Nuovo spunto di riflessione su LinkedIn per Robin Gosens, che sui social ha scelto di non condividere appositamente i lussi della vita da calciatore, ma temi che possano ispirare le persone: "Oggi vorrei parlarvi della mia fondazione. Ma per farlo, devo prima parlare dei miei inizi. Come alcuni di voi sanno, non sono diventato un calciatore professionista nel modo usuale. Non ho frequentato alcun centro di formazione giovanile o scuola calcio. Fino ai miei 18 anni, ero un ragazzo di un paesino normale che lavorava alla stazione di servizio e consegnava giornali. Guardando indietro, quel periodo per me è stato certamente il più formativo. Sono stato molto fortunato ad avere la possibilità di conoscere il mondo "normale", di avere problemi normali e di poter commettere errori. Sono cose che i calciatori che crescono nelle accademie difficilmente toccano con mano.

Quando sono diventato professionista in modo indiretto, è stato il compimento del mio più grande sogno da sempre. Ma mi sono anche sentito totalmente privilegiato fin dal primo momento, perché ero uno dei pochi che ce l'aveva fatta. Mi sono offerto volontario per la maggior parte dei progetti sociali organizzati dalla mia associazione. Il sorriso che si può far apparire sui volti degli altri attraverso questo impegno mi ha riempito profondamente. Più cresceva il mio successo, più grande è stata la voglia di creare la mia fondazione, perché abbiamo sentito che era il modo migliore per aiutare dove pensavamo fosse più importante.

Da questo sentimento interiore, mio e di mia moglie, è nata la fondazione "träumen-lohnt-sich" (in italiano "vale la pena sognare", ndr) poco più di due anni fa.
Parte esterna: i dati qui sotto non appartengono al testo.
PR #1733, opened 2023-08-13
Send Test Requests over Socket and effects improvements. 

silentmark:
Hi, 

this is the actual improvement that i wanted to propose, and previous updates were only a prepartion steps. I would like to be able as GM, send requests for Tests to players. This way, a GM instead of saying 'Roll Perception' could easily open a test for given player and ask him to roll. Of course, its a minor improvment, however, for active effects it could open many new possibilities. There are many rules in the book saying "do this and that when test fails" and one example could be Cool Test on Blackpowder Weapon shoot:

```
if (args.test.weapon?.id == this.item.id) {
    if (args.test.data.context.targets && args.test.data.context.targets.length > 0) {
        let targets = args.test.data.context.targets;
        for(let i = 0; i < targets.length; i++) {
            let tokenId = targets[i];
            let token = game.canvas.tokens.get(tokenId.token); 
            if (token) {
                let test = await token.actor.setupSkill("Opanowanie", { title: "Test Opanowania - Wystrzał z broni palnej",  absolute : {difficulty : "average"}});
                if (!test.result.outcome) {
                    await test.roll();
                }
                if(test.result.outcome == "failure") { 
                    const html = `<div>${token.actor.name} Recieve @Condition[Broken] because of gunshoot.</div><div class="apply-conditions"><a class="chat-button apply-condition" data-cond="broken">Dodaj Stan Panika</a></div>`
ChatMessage.create({ content: html });
                }
            }
        }
    }
}
```

With this option enabled, this effect running on RollWeaponTest would open a modal dialog for character's owner and on fail - show message on chat to apply Broken, or even - automatically apply Broken. 

There is also another change in philosophy here - the effect is always run in context of GM instead of a user. It has one disadvantage in context of few existing effects - whenever an effect shows a notification - it will be presented to GM instead of user.


moo-man:
Closing this due to the effect refactor, let's discuss reimplementing it with the new system.

PR #1837, opened 2023-12-05
Add clickable property link for rich text editors

Forien:
Allows using `@Property[key]{label)` format to create a clickable links.

When clicked, they will push Property's description to chat, similarly to `@Condition` syntax. 

image


Forien:
I didn't think of this as a replacement of current "linking to journal", more like just creating a support for this syntax in case some GMs/players would like to use it.

PR #1841, opened 2023-12-10
Fixed `ammoRange` related errors

Forien:
This Pull Request fixes `ammoRange` typo (it has never been declared and I believe by analyzing the code it should be `ammoValue`. 

Additionally I've added graceful fallback in a form of extra `try…catch` wrapper in order to not block opening Actor Sheet, while still providing obvious Error for the users to know that something went wrong. 

Issue could be encountered when using worded modifiers that were not properly translated (for example item said `come arma` in Italian, but client was set to `English`), or when using multipliers like `*5` or `/5` as ammo range. 

Should be fully compatible with #1694 Pull Request.

### DIFF
--- a/modules/item/item-wfrp4e.js
+++ b/modules/item/item-wfrp4e.js
@@ -1207,14 +1207,19 @@ export default class ItemWfrp4e extends Item {
       value *= 2;
     else // If the range modification is a formula (supports +X -X /X *X)
     {
-      try // Works for + and -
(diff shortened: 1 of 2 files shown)


Forien:
Merged in as #1849 into [`effect-refactor`](https://github.com/moo-man/WFRP4e-FoundryVTT/tree/effect-refactor) branch

PR #1845, opened 2023-12-13
Add `Melee (Parry)` to skill list in Roll Dialog if weapon is Defensive

Forien:
## Change no.1
CRB states that 
> Any one-handed weapon with the Defensive Quality can be used with Melee (Parry)

So my first change in commits (969ce525f2adce442665a00dda7c8a22d93d0bf9, 4b7f63632aab835a7273af9a27b557af99b555c1) adds option to roll dialog, where `Melee (Parry)` will appear if character uses a weapon with `Defensive` quality **and** if that character has `Melee (Parry)` skill. 

`Melee (Parry)` will be set as default if its `total` is higher than standard skill's. 
image

## Change no.2
My other commits (5b95e74b166b38dbf40649b0fb8b2112a39a8127, along with 4f5b63133c7c7077eb5a4d0221fd9746f0321d6f) tries to mitigate an issue reported by Canis here: https://discord.com/channels/787396882875416606/787397718339223603/1184475915783249990

> So, it does seem that the system does not apply the off hand penalty when attacking with a parry weapon.

So I added `this.isOpposing` check, to only mitigate penalty when **Opposing** tests with Parry weapon.

Furthermore, to make it more compatible with first commit, I added a `usesMeleeParry` option so I can check if Melee Parry is set as default, because the offhand penalty should not apply (quoting CRB) "When using Melee (Parry)", not when weapon group is `Parry`. Otherwise, it behaves as it did.

### DIFF
--- a/modules/actor/actor-wfrp4e.js
+++ b/modules/actor/actor-wfrp4e.js
@@ -2675,10 +2675,10 @@ export default class ActorWfrp4e extends Actor {
         item.offhand.value &&
         !item.twohanded.value &&
         !(
+          this.isOpposing &&
           item.properties.qualities.defensive &&
           (item.weaponGroup.value === "parry" || !!options.usesMeleeParry)
-        ) &&
-        this.isOpposing
+        )
     ) {
       modifier -= 20;
       tooltip.push(`${game.i18n.localize("SHEET.Offhand")} (-20)`);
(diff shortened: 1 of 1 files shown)


Forien:
The only thing that is **really important** in my opinion is adding the `this.isOpposing` to the `if` in the `ActorWfrp4e.attackPrefillData()` method.  The rest is "nice to have".


On the other hand, now with changes I proposed, when someone is using offhand weapon with `Melee (Parry)` skill by default, they get no penalty for opposing enemy attacks. But changing skill back to `Melee (Basic)` does not bring the penalty back, because penalty is not calculated on the roll dialog.
And from what I can see, `tooltip` is no longer an array and there is no built-in support for rebuilding the `tooltip` after Dialog has been rendered.  

I could do a relatively small refactoring, which would allow Dialog Application to build tooltip dynamically, based on the changes on the Dialog. 
In general I think it could help in the future, even if for now it would barely be used. 

So let me know if I should draft a refactor for Tooltips etc.

moo-man:
I don't think I'm going to be releasing an update before the effect refactor. If you want this to be accepted I'd target that branch

PR #1846, opened 2023-12-13
awaitable sockets and test requests PoC

silentmark:
Hi, 

Here is refactored awaitable sockets + awaitable test requests. I have also included few minor fixes/improvements that i found during testing.


moo-man:
> I have also included few minor fixes/improvements that i found during testing.

Please filter these out into a separate PR. I've suggested this in the past, if a PR is going to be implementing an involved feature like this they need to be focused on that feature.

PR #1847, opened 2023-12-13
combat refactor

silentmark:
Some improvements in combat scripts. Better handling current combatant / previous combatant for turn change. This helps to avoid scripts execution when you move back and forth on combat tracker. I have also unified the way how effects and combat scripts are executed - always first execute scripts and then effects. This is useful as in fact, i started to add new scripts in my module to the list of combat scripts.

### DIFF
--- a/modules/actor/actor-wfrp4e.js
+++ b/modules/actor/actor-wfrp4e.js
@@ -1390,7 +1390,7 @@ export default class ActorWfrp4e extends WFRP4eDocumentMixin(Actor)
     let msg = game.i18n.format("CHAT.DiseaseFinish", { disease: disease.name })
 
     if (disease.system.symptoms.includes("lingering")) {
-      let lingering = disease.effects.find(e => e.name.includes(game.i18n.localize("WFRP4E.Symptom.Lingering")))
+      let lingering = disease.effects.find(e => e.name.includes("Lingering"))
       if (lingering) {
         let difficulty = lingering.name.substring(lingering.name.indexOf("(") + 1, lingering.name.indexOf(")")).toLowerCase()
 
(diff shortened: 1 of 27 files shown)


moo-man:
`always first execute scripts and then effects`

I'm not sure I understand this, effects don't "execute" anymore, it's always their scripts. Is there an example of what you mean here?

silentmark:
Look at ```checkDiseases``` method - it has ```await Promise.all(turn.actor.runScripts("endRound", combat, {async: true}))``` at the end - and this method is the last method of endRound scripts - so its executed at the end, but if for example you would add another script to this endRound list - it wouldn't be true anymore.

moo-man:
The only thing changed about that method in this PR is that it has become async, it does not call any scripts. Am I looking in the wrong place?

silentmark:
for this particular example, the async is made only for consistency with other methods. as for main change, the ```await Promise.all(turn.actor.runScripts("endRound", combat, {async: true}))``` has been moved to ```static async updateCombat(combat, changes, context)``` this way its more readable and in case of extension of ```CombatHelpers.scripts.endRound``` - it will remain consistent. First scripts, then effects.

moo-man:
I will also point out that much of this is code that hasn't been refactored yet. Ideally conditions will be handled no differently than any other effect that has scripts, instead of referencing a separate script via condition key and specifically calling it.

silentmark:
I hope in case of refactoring of this part, you could take into account some of my suggestions ;-)

moo-man:
It simply depends on how easy it is to move condition scripts into effect scripts. This would result in removing `checkStartTurnConditions`, `checkEndTurnConditions`, and `checkEndRoundConditions` entirely, but otherwise there probably won't be conflicts.

silentmark:
the main problem i see there is fact, that those effects would have to be present and duplicated on every actor, which may lead to number of problems i guess. From the other hand - this mechanism to inject into combat flow with custom scripts is quite useful, the main problem i had at the beginning was inconsistency on combatant change and multiple execution of effects when switching the combatant order.

moo-man:
> those effects would have to be present and duplicated on every actor

The effects are already on every actor. If three different tokens have Ablaze, they all have an independent Ablaze effect, the difference is that the script is not within the effect, it is shared between them in config.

Una fondazione dedicata ad aiutare i bambini a sognare, ispirandoli e aiutandoli a realizzare i loro sogni. Sfortunatamente, molti bambini si trovano in una situazione in cui sentono che non valga la pena sognare. Tuttavia, se non hai sogni non hai nulla che ti dia orientamento. Abbiamo deciso di aiutare principalmente nella nostra terra natale. Ammetto che ci sono troppi problemi nel mondo, tutti ugualmente degni di essere combattuti. Ma a volte ci si dimentica dei piccoli problemi che si verificano proprio sotto casa propria. E sono quelli che vogliamo affrontare per primi.

Lavorare nella fondazione non solo mi aiuta a staccare la testa dal calcio. Mi aiuta anche a mantenere i piedi per terra, poiché si sperimentano di prima mano i problemi con cui molti bambini là fuori stanno lottando. Il mondo del calcio è fondamentalmente un mondo parallelo in cui si rischia di perdere il contatto con la realtà. I progetti con la fondazione mi ricordano ogni giorno che c'è un altro mondo là fuori. Un mondo con grandi sfide ma che potrebbe usare qualsiasi aiuto. Il regalo più grande che la fondazione mi ha dato? Lo scintillio negli occhi dei bambini quando abbiamo regalato loro un momento di felicità. E con uno sforzo relativamente basso. Non c'è stimolo più grande".